Noble does not think managing cougars will cost the state lots of money. She wants the presence of cougars recognized so that the state can start educating people about them. She said the more people know about cougars, the less likely they are to shoot or injure the animals.
Chadwick said the state would be able to find money from the U.S. Fish and Wildlife Service or other avenues to fund a cougar management program if it came to that, but first the state would need to establish that there is a cougar population. DNR field offices do investigate claims of cougar sightings and tracks, he said. If someone thinks they have seen a cougar, they should call a DNR field office, he said.
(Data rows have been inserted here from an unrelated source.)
PR #3204, opened 2021-07-26
Migrate ISSUE_TEMPLATE.md to GitHub Forms

S2Ler:
This PR migrates from markdown issue template to GitHub Forms.


.github/ISSUE_TEMPLATE/bug_report.yml
```diff
@@ -0,0 +1,51 @@
...
+        Before continuing, can you check if the answer is available within:
+
+        * Guides and examples - https://www.mapbox.com/ios-sdk/navigation/
+        * API reference - https://www.mapbox.com/mapbox-navigation-ios/navigation/
+        * The example app - https://github.com/mapbox/navigation-ios-examples
+  - type: dropdown
+    attributes:
+      label: "Mapbox Navigation SDK version"
+      options:
+        - 2.0.0-beta.19
```
zugaldia, line 20: Does this mean that we'd need to update this template with every release? (Or at least every major release?)

S2Ler: Suggestions are welcomed :) I would list here max 7 most common versions. Including beta here is temporary as we don't have release yet.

If someone finds a possible cougar track, they should take a picture of it with a ruler or other type of size reference next to it and send it to a field office.
“We need to be able to prove that we actually have the animals that we are going to manage,” he said. “We’re not suppressing anything. What we are doing is, as we get good, solid leads and evidence that we can confirm that, yes, this is cougar, then we are releasing it.”
Since seeing what she believes was a cougar last summer lurking about her Gobles property, Eytcheson thinks the proof is out there.
“I don’t like the idea of the DNR poo-pooing the whole thing,” she said. “I’m not blind and not stupid, and know what I saw.”
RELATED CONTENTTop 10 counties for cougar sightingsMichigan Citizens for Cougar Recognition keeps track of cougar sightings on its Web site,
www.michigancougar.com. These sightings are not verified by the Michigan Department of Natural Resources.
1. Delta (94)
2. Emmet (75)
3. Allegan (62)
4. Leelanau (61)
5. Van Buren (58)
6. Oakland (56)
7. Kalamazoo (54)
8. Kent (53)
9. Berrien (49)
10. Calhoun (48)
( St. Joseph County had 21 sightings.)
Source: Michigan Citizens for Cougar Recognition
Tips on cougarsCougars are not dangerous, said Denise Noble, of Michigan Citizens for Cougar Recognition. But Michigan residents need to know a few safety tips for living with the cats, she said. For example:
- Never run from a cougar. The cat’s instinct is to chase.
- Make yourself look as big as possible.
- Do not bend over in front of a cougar. It simulates a deer feeding and gives the cat an opportunity to attack.